-- DATASET follows --
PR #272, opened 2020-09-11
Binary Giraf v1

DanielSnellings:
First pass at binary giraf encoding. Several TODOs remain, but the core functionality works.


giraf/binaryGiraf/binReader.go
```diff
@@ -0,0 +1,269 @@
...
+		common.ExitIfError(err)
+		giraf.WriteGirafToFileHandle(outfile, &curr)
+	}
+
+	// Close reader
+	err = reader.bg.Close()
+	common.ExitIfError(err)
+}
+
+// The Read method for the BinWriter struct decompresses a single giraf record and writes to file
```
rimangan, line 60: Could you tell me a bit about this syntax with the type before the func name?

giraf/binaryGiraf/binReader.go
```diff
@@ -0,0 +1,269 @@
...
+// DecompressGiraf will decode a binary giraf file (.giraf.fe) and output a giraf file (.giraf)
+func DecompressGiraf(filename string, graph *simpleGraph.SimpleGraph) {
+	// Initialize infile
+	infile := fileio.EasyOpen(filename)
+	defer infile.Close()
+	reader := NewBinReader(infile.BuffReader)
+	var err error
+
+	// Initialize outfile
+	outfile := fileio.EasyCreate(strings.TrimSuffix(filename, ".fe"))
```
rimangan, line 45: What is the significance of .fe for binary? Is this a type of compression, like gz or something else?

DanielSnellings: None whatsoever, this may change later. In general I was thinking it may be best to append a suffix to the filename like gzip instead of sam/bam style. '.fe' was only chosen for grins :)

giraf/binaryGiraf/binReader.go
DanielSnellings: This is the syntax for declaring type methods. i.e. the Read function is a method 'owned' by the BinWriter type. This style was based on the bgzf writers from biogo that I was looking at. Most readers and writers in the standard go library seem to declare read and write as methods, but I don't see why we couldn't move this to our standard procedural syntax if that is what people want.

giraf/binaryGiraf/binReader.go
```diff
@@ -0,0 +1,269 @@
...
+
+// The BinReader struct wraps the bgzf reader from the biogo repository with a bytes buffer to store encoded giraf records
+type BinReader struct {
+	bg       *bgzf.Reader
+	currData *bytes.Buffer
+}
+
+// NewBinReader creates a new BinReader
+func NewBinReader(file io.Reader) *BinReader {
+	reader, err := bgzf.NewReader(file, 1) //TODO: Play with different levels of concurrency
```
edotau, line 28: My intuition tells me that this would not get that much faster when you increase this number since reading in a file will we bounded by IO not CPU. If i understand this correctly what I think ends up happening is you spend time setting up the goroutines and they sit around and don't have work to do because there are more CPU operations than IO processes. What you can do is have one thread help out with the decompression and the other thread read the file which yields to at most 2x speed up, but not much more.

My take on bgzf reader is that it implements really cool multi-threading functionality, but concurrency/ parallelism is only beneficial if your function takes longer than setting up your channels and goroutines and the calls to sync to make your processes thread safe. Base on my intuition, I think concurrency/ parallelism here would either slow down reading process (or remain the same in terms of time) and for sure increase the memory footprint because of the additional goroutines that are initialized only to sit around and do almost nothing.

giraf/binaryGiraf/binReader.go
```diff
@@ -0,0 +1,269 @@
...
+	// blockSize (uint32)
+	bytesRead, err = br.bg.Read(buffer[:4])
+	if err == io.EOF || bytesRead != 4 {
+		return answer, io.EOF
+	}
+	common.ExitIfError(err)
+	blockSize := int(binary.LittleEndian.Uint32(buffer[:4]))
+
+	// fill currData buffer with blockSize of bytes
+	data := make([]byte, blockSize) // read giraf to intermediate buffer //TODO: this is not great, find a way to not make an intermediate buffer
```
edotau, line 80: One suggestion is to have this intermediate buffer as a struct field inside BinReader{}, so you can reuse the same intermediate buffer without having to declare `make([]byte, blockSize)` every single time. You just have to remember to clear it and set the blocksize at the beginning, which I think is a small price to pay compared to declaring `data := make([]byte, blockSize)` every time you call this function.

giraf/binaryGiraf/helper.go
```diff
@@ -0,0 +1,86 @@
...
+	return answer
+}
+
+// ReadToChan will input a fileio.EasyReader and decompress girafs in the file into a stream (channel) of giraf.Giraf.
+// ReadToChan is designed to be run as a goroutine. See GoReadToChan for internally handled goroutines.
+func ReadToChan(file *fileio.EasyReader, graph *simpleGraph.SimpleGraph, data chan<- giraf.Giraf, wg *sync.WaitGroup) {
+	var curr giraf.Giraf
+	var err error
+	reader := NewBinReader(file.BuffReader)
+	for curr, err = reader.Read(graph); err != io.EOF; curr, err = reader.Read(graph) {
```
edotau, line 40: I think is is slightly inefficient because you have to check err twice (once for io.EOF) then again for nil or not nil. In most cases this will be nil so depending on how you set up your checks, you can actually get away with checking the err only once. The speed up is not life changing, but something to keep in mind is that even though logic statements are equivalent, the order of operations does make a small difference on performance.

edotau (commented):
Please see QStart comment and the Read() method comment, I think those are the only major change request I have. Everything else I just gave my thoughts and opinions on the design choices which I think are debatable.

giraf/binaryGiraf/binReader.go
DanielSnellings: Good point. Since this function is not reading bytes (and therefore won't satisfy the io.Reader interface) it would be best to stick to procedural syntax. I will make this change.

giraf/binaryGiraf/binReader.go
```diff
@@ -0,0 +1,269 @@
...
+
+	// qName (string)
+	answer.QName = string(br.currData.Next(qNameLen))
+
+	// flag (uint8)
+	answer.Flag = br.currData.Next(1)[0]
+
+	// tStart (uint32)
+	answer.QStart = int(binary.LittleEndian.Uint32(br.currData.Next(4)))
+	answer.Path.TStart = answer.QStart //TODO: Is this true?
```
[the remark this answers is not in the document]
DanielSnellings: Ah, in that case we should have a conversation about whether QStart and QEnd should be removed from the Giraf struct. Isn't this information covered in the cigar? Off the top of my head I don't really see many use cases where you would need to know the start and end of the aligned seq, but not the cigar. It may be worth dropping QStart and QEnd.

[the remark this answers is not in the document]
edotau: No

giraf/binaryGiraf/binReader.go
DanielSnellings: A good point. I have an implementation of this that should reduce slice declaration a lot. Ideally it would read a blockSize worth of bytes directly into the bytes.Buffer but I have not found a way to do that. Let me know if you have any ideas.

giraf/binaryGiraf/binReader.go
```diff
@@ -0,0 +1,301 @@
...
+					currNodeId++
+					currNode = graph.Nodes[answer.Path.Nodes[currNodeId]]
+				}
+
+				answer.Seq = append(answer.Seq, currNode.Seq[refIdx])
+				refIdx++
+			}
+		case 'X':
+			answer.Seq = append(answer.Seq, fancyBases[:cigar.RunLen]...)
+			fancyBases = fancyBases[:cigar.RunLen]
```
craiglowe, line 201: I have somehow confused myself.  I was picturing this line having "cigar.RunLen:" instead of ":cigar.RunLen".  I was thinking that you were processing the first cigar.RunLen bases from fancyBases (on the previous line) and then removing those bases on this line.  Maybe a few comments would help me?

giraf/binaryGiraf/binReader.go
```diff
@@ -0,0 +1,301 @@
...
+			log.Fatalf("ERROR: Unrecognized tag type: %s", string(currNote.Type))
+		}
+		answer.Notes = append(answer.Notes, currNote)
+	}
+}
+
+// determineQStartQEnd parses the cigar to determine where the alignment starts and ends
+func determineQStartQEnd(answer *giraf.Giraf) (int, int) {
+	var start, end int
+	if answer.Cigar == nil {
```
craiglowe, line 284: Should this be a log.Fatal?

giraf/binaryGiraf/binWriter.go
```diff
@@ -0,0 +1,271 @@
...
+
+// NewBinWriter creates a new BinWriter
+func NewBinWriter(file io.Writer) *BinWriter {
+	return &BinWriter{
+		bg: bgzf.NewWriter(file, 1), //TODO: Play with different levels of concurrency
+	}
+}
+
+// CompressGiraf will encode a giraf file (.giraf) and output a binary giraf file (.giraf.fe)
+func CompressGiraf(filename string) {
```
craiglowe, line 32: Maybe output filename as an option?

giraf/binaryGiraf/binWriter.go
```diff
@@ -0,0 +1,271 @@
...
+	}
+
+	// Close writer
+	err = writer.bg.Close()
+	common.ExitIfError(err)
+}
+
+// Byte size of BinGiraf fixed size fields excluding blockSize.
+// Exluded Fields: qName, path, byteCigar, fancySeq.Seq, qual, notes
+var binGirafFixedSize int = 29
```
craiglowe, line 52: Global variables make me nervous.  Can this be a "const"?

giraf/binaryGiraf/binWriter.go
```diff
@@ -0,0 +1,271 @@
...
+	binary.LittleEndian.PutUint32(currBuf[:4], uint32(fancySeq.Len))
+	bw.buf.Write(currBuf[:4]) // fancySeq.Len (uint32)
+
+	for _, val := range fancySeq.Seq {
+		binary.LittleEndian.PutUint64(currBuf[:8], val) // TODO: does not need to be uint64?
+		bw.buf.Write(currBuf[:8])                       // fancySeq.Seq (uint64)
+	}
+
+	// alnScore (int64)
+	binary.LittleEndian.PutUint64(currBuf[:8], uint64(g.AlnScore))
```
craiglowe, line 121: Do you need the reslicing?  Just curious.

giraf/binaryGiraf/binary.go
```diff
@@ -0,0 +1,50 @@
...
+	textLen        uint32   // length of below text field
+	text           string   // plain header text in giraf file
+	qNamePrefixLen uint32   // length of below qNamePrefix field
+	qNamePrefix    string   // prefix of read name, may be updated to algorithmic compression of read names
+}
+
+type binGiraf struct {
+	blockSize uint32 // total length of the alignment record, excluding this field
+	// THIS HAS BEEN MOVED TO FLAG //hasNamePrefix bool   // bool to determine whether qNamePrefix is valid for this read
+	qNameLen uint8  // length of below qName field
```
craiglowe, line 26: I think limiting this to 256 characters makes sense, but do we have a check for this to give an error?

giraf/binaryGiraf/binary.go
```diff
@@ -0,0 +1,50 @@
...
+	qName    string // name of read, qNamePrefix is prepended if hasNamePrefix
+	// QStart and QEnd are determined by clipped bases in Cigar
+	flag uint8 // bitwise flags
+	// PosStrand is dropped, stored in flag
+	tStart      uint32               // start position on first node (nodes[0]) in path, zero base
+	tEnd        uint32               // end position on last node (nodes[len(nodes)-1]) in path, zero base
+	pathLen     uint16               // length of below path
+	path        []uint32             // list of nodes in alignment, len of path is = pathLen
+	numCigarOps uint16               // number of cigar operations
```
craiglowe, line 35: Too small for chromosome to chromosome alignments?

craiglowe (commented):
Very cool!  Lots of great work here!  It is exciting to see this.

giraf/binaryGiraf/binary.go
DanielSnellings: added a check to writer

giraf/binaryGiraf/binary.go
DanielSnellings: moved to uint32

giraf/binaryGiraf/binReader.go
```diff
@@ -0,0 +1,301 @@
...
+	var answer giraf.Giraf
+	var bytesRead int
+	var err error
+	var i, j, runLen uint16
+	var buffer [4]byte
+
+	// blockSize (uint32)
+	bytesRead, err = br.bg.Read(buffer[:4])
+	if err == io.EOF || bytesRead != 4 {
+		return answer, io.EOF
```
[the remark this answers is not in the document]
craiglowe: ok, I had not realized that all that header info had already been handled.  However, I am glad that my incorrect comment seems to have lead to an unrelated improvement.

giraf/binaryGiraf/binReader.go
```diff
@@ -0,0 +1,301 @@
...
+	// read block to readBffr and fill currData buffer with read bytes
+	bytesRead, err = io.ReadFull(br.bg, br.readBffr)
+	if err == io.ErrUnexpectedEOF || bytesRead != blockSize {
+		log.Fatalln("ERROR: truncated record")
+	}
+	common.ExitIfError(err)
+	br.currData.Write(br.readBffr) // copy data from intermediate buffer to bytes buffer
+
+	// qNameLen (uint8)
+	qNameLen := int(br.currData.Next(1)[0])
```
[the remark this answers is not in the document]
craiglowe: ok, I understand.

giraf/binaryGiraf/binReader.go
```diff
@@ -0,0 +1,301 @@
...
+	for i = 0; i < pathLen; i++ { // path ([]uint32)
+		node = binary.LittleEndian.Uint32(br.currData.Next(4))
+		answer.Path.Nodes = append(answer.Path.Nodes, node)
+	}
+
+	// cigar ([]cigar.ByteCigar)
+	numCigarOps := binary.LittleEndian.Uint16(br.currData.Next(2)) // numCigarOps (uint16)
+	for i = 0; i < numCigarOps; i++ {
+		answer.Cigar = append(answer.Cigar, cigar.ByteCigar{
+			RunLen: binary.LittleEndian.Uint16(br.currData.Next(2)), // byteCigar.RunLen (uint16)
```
-- DATASET concluded --
From the data, work out how many lines include the word "pathLen"; the reply is that number and nothing else.

# SOLUTION TO THE PROBLEM:
3